U.S. States Carry Insurmountable Financial Burdens
A Sad State of Affairs: U.S. States Carry Insurmountable Financial Burdens
by David Moadel | Oct 4, 2019 | Articles, CTS-News, Macro Economics
If a nation is only as strong as its constituent states, then America is in serious trouble. Some states are in worse shape than others, but unfunded liabilities have gotten so bad that the nation as a whole is threatened with financial ruin.
Truth in Accounting releases a report each year called Financial State of the States, and it’s much more accurate, complete, and readable than anything you’ll see from the U.S. government. I believe it’s every informed American’s duty to seek independent sources on the country’s financial health, and this source has painted a particularly bleak picture.
According to Truth in Accounting’s recently released report, the latest findings indicate that out of the 50 states, 40 of them don’t have enough money to pay their bills – and this is true despite the fact that 49 states require, by law, that they balance their budgets.
The greatest financial burdens on the states are the usual suspects: pension debt (which totaled an astounding $824 billion this year) and other post-employment benefits (which include retiree health-care debt and totaled $664.6 billion this year).
Remember, this is only the individual states’ debts; it doesn’t include the national debt, which is quickly approaching $23 trillion. With these ominous figures, both the states and the country are paying billions of dollars annually just to pay off the interest on the debt; that’s one of the reasons why the government is pushing so hard for a cheap dollar, which would make these interest payments less burdensome.

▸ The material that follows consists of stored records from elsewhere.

PR #1443, opened 2023-06-10
chore: bump ibc to v7.1.0

faddat:
- bump ibc
(edited)


alpe:
Thanks for the upgrade. Using this instead of https://github.com/CosmWasm/wasmd/pull/1441

PR #1455, opened 2023-06-16
Add prune wasm codes proposal

### LINKED ISSUE #999: gov: add prune wasm codes proposal
In order to release storage space for unused contracts a prune proposal makes sense.
When executed wasm codes without an instantiation would be removed from CodeInfo and wasmvm.
The proposal may include a relative height (or fix one in the past?) as a threshold to not delete new uploads.

Follow up on:
https://github.com/CosmWasm/wasmd/issues/840#issuecomment-1118525916

pinosu:
Resolves #999


x/wasm/keeper/keeper.go
```diff
@@ -1213,3 +1218,20 @@ func (h DefaultWasmVMContractResponseHandler) Handle(ctx sdk.Context, contractAd
...
+		}
+
+		info := k.GetCodeInfo(ctx, c)
+		if info == nil {
+			return types.ErrNoSuchCodeFn(c).Wrapf("code id %d", c)
+		}
+		k.wasmVM.RemoveCode(info.CodeHash)
+		k.deleteCodeInfo(ctx, c)
+	}
+	return nil
```
alpe, line 1236: you would also need to ensure that no instance exists for a codeID.

x/wasm/keeper/keeper.go
```diff
@@ -1213,3 +1218,20 @@ func (h DefaultWasmVMContractResponseHandler) Handle(ctx sdk.Context, contractAd
...
+// PruneWasmCodes deletes code info for unpinned codes.
+func (k Keeper) PruneWasmCodes(ctx sdk.Context, codeIDs []uint64) error {
+	for _, c := range codeIDs {
+		if k.IsPinnedCode(ctx, c) {
+			continue
+		}
+
+		info := k.GetCodeInfo(ctx, c)
+		if info == nil {
+			return types.ErrNoSuchCodeFn(c).Wrapf("code id %d", c)
```
alpe, line 1231: let's not abort the operation but skip the number. There is not much we can do in this case.

x/wasm/keeper/msg_server_integration_test.go
```diff
@@ -853,3 +853,90 @@ func TestUpdateInstantiateConfig(t *testing.T) {
...
+			// when
+			msgPruneCodes := &types.MsgPruneWasmCodes{
+				Authority: spec.addr,
+				CodeIDs:   []uint64{result.CodeID},
+			}
+			_, err = wasmApp.MsgServiceRouter().Handler(msgPruneCodes)(ctx, msgPruneCodes)
+
+			// then
+			if spec.expErr {
+				require.Error(t, err)
```
alpe, line 930: just add a return or the code after the else block is executed as well. The else can then be dropped and NoError is on the main path

x/wasm/keeper/keeper.go
```diff
@@ -1213,3 +1218,20 @@ func (h DefaultWasmVMContractResponseHandler) Handle(ctx sdk.Context, contractAd
...
+		}
+		k.wasmVM.RemoveCode(info.CodeHash)
```
alpe, line 1233: ah, we are removing code by checksum and not codeID. It is very likely that multiple codeIDs for the same hash exist. We need to ensure that we only delete by a checksum when no instance for any of codeID exists.

alpe (commented):
Very nice work. 🏄 
Unfortunately the task has some more complexity with duplicate code uploads and instances. This was not well documented in the issue. I have added some notes in the review.

I have some feeling that the list of codeIDs is very hard to generate and validate by voters off chain. How about replacing them with a single max codeID that is ensured to be < current `lastCodeId` sequence. We can then iterate through all codeIDs up to this number and build the list of unused codeIs on proposal execution. This is going to be an expensive operation on Gas but it is executed in an end-blocker.

It would be good to collect some numbers how much gas this would cost and how long this takes for some realistic data like Juno mainnet. But this can be a seconds task

proto/cosmwasm/wasm/v1/tx.proto
```diff
@@ -388,4 +391,20 @@ message MsgStoreAndInstantiateContractResponse {
...
+
+// MsgPruneWasmCodes is the MsgPruneWasmCodes request type.
+message MsgPruneWasmCodes {
+  option (amino.name) = "wasm/MsgPruneWasmCodes";
+  option (cosmos.msg.v1.signer) = "authority";
+
+  // Authority is the address of the governance account.
+  string authority = 1 [ (cosmos_proto.scalar) = "cosmos.AddressString" ];
+  // LatestCodeID references the upper limit until unpinned
+  // code ids will be pruned
```
webmaster128, line 404: Could you be explicit here if there upper limit is included or not? "latest code ID" sounds lit it is included but the implementation seems to be <.

I think <= is a bit simpler to reason about.

x/wasm/keeper/keeper.go
```diff
@@ -1213,3 +1218,37 @@ func (h DefaultWasmVMContractResponseHandler) Handle(ctx sdk.Context, contractAd
 	}
 	return result, nil
 }
+
+// PruneWasmCodes deletes code info for unpinned codes smaller than given code id.
+func (k Keeper) PruneWasmCodes(ctx sdk.Context, codeID uint64) error {
+	pinnedCodesHash := make(map[string]struct{}, 0)
+	unpinnedCodes := make([]uint64, 0)
+
+	for c := uint64(1); c < codeID; c++ {
```
webmaster128, line 1227: Should we also add a minimum here? This can be optional. But then you can clean

First proposal: ID <= 1000
Second proposal 1001 <= ID <= 3000
Third proposal 3001 <= ID <= 5000
Fourth proposal 2001 <= ID <= 4000 (let's say some old codes got unpinned or migrated aways from)

x/wasm/keeper/keeper.go
```diff
@@ -1213,3 +1218,37 @@ func (h DefaultWasmVMContractResponseHandler) Handle(ctx sdk.Context, contractAd
...
+		if info == nil {
+			continue
+		}
+
+		if _, found := pinnedCodesHash[hex.Dump(info.CodeHash)]; found {
+			continue
+		}
+
+		k.deleteCodeInfo(ctx, code)
+		_ = k.wasmVM.RemoveCode(info.CodeHash)
```
webmaster128, line 1251: Do we really want to ignore those errors? It typically means a file could not be removed and indicates invalid state.

webmaster128 (commented):
🙌

x/wasm/keeper/keeper.go
webmaster128: Hmm, looking at the other problem regarding deletion by hash I am not sure if this suggestion makes sense. We need to look through all code IDs anyways to know which checksum is used.

x/wasm/keeper/keeper.go
```diff
@@ -1213,3 +1218,37 @@ func (h DefaultWasmVMContractResponseHandler) Handle(ctx sdk.Context, contractAd
...
+		if info == nil {
+			continue
+		}
+
+		if k.IsPinnedCode(ctx, c) {
+			pinnedCodesHash[hex.Dump(info.CodeHash)] = struct{}{}
+			continue
+		}
+		unpinnedCodes = append(unpinnedCodes, c)
+	}
```
webmaster128, line 1238: Could we loop over codes (or code infos) using a DB iterator instead of an integer? Then we don't need to execute the loop body so often when a lot of codes are already pruned.

x/wasm/keeper/keeper.go
alpe: 🤔 we would aways iterate through all contract-infos and pined codes but when we store the max-code-id of the last run, we could abort early when reached. No need to pass it with the proposal IMHO. 
This would be an optimization, let's do it in a second PR

x/wasm/keeper/keeper.go
alpe: It is either abort the whole operation or not. IMHO there is value in removing the code-info data from the chain state even in case of an error here. There may be individual reasons on single machines, like file permissions that must not affect consensus. On the next state sync, the file would not be transferred to new nodes.
Logging the error makes sense IMHO

alpe (commented):
Thanks for the updates! There is some non optimal code when looping over the code-id range and using single get-pinned calls. It may not be very intuitive to work with iterators but they are essential for bulk operations. Please see my code example for inspiration:
```go
// iteratePinnedCodes iterates over all pinned code ids in ascending order
func (k Keeper) iteratePinnedCodes(ctx sdk.Context, cb func(codeID uint64) bool) {
	store := prefix.NewStore(ctx.KVStore(k.storeKey), types.PinnedCodeIndexPrefix)
	iter := store.Iterator(nil, nil)
	defer iter.Close()

	l := len(types.PinnedCodeIndexPrefix)
	for ; iter.Valid(); iter.Next() {
		codeID := sdk.BigEndianToUint64(iter.Key()[l:])
		if cb(codeID) {
			return
		}
	}
}

// PruneWasmCodes iterates over all contracts and code-infos to remove unused codes that are smaller than given code id.
func (k Keeper) PruneWasmCodes(ctx sdk.Context, maxCodeID uint64) error {
	usedCodeIDs := make(map[uint64]struct{})

	// used by contracts
	k.IterateContractInfo(ctx, func(_ sdk.AccAddress, info types.ContractInfo) bool {
		if info.CodeID < maxCodeID {
			usedCodeIDs[info.CodeID] = struct{}{}
		}
		return false
	})
	// pinned to cache by gov
	k.iteratePinnedCodes(ctx, func(codeID uint64) bool {
		usedCodeIDs[codeID] = struct{}{} // may add maxCodeID but does not matter as we check later
		return codeID >= maxCodeID       // abort early
	})

	// execute prune
	done := make(map[string]struct{})
	var deleteCounter int
	k.IterateCodeInfos(ctx, func(codeID uint64, info types.CodeInfo) bool {
		if codeID >= maxCodeID {
			return true // abort early
		}
		checksum := string(info.CodeHash)
		if _, ok := usedCodeIDs[codeID]; ok {
			done[checksum] = struct{}{}
			return false
		}
		k.deleteCodeInfo(ctx, codeID) // clean up state

		if _, ok := done[checksum]; ok { // do not delete twice on disk
			return false
		}

		done[checksum] = struct{}{}
		if err := k.wasmVM.RemoveCode(info.CodeHash); err != nil {
			k.Logger(ctx).Error("failed to delete wasm file on disk", "checksum", info.CodeHash)
		} else {
			deleteCounter++
		}
		return false
	})
	k.Logger(ctx).Info("deleted unused wasm files", "total", deleteCounter)
	return nil
}
```

x/wasm/keeper/keeper.go
```diff
@@ -1213,3 +1218,68 @@ func (h DefaultWasmVMContractResponseHandler) Handle(ctx sdk.Context, contractAd
...
+
+	// collect pinned code ids
+	k.iteratePinnedCodes(ctx, func(codeID uint64) bool {
+		usedCodeIds[codeID] = struct{}{}
+		return false
+	})
+
+	// check if instances are used only by unpinned code ids <= latestCodeID
+	k.IterateCodeInfos(ctx, func(codeID uint64, info types.CodeInfo) bool {
+		if _, ok := usedCodeIds[codeID]; !ok && codeID <= latestCodeID {
```
alpe, line 1260: The `codeID <= latestCodeID` is not correct. Just remove this part that we iterate over the whole set of code infos

For example, there can be code ID 1 and 10 for the same checksum. If only code ID 10 has an instance then a prune with max code id 2 would miss the instance.

x/wasm/keeper/keeper.go
```diff
@@ -1213,3 +1218,68 @@ func (h DefaultWasmVMContractResponseHandler) Handle(ctx sdk.Context, contractAd
...
+			if _, found := usedChecksums[string(info.CodeHash)]; !found {
```
alpe, line 1261: Interesting solution to store state with the checksum. But is it needed? If you don't set anything here, the result would be the same for `if !usedChecksums[string(info.CodeHash)]`. Or do I miss something?

x/wasm/keeper/keeper.go
```diff
@@ -1213,3 +1218,68 @@ func (h DefaultWasmVMContractResponseHandler) Handle(ctx sdk.Context, contractAd
...
+			return false
+		}
+		usedChecksums[string(info.CodeHash)] = true
+		return false
+	})
+
+	// delete all unpinned code ids <= latestCodeID and all the
+	// instances used only by unpinned code ids <= latestCodeID
+	k.IterateCodeInfos(ctx, func(codeID uint64, info types.CodeInfo) bool {
+		if _, ok := usedCodeIds[codeID]; !ok && codeID <= latestCodeID {
```
alpe, line 1273: The conditions make sense here. I would prefer some better naming for `latestCodeID`. Maybe `maxCodeID`? Latest is a moving target for me as there can be new code-infos stored while the gov proposal is in-flight

x/wasm/keeper/keeper.go
```diff
@@ -1213,3 +1218,68 @@ func (h DefaultWasmVMContractResponseHandler) Handle(ctx sdk.Context, contractAd
...
+
+	// check if instances are used only by unpinned code ids <= latestCodeID
+	k.IterateCodeInfos(ctx, func(codeID uint64, info types.CodeInfo) bool {
+		if _, ok := usedCodeIds[codeID]; !ok && codeID <= latestCodeID {
+			if _, found := usedChecksums[string(info.CodeHash)]; !found {
+				usedChecksums[string(info.CodeHash)] = false
+			}
+			return false
+		}
+		usedChecksums[string(info.CodeHash)] = true
```
alpe, line 1266: A `struct{}` would be a more memory efficient value in `usedChecksums`

x/wasm/keeper/keeper.go
pinosu: I iterate over the whole set of code infos. I need this condition to mark as "false" only the checksums with unpinned code ids <= latestCodeID. This helps because we cannot delete checksums with unpinned code ids > latestCodeID.
These will be marked as "true", so as usedChecksums.. same as if they were pinned.
This also answer to the other comment why we need map[string]bool and it is not enough to have map[string]struct{}

pinosu:
I checked logs and it fails for the issue we already raised: empty validator set. 
`Selected randomly generated parameters for simulated genesis:
{
  stake_per_account: "{824677238976}",
  initially_bonded_validators: "0"
}`
So we can ignore it

x/wasm/keeper/wasmtesting/mock_engine.go
```diff
@@ -167,7 +167,7 @@ func (m *MockWasmer) Unpin(checksum wasmvm.Checksum) error {
 }
 
 func (m *MockWasmer) RemoveCode(checksum wasmvm.Checksum) error {
-	if m.UnpinFn == nil {
+	if m.RemoveCodeFn == nil {
```
alpe, line 170: 👍

x/wasm/keeper/bench_test.go
```diff
@@ -100,3 +102,26 @@ func BenchmarkCompilation(b *testing.B) {
 		})
 	}
 }
+
+// Calculate the time it takes to prune about 100k wasm codes
+func BenchmarkPruningWasmCodes(b *testing.B) {
```
alpe, line 107: Good start to get some numbers.
This runs with a mem db, tiny contracts and no duplicate instances. I can imagine disk IO can have some impact here but let's add another DB to compare them

pinosu:
Closing because performance are very bad (See bench tests).

PR #1460, opened 2023-06-23
Fix prune logic

alpe:


pinosu (approved):
Much cleaner solution! Thank you!

PR #1462, opened 2023-06-27
Ensure history position does not conflict

alpe:
Add extra safety net to ensure no overlap in a mixed environment with 20 + 32 byte contract addresses break the position counter
For a single contract not 2 addresses exists, so this not really an issue


pinosu (approved):
LGTM 👍

PR #1464, opened 2023-06-28
Bump seq in ibctests for failed messages as well

alpe:
Follow up from https://github.com/osmosis-labs/mesh-security-sdk/pull/46 for ibctesing


pinosu (approved):
LGTM 👍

Altogether, Truth in Accounting identified $1.5 trillion of state-level debt in the span of just one year. This debt burden isn’t distributed equally, however, as some states are in worse shape than others.
Truth in Accounting has coined the term “sinkhole states” for the most egregious offenders, and if you’re thinking that they’re all going to be poverty-stricken localities, you’re wrong:
You probably didn’t expect to see Connecticut or Massachusetts on the sinkhole states list, but debt burden isn’t biased towards any particular region or demographic segment of the country.
Rather, it’s a function of government malfeasance: elected leaders mismanaging taxpayer funds and kicking the can down the road until the debt burden becomes unmanageable.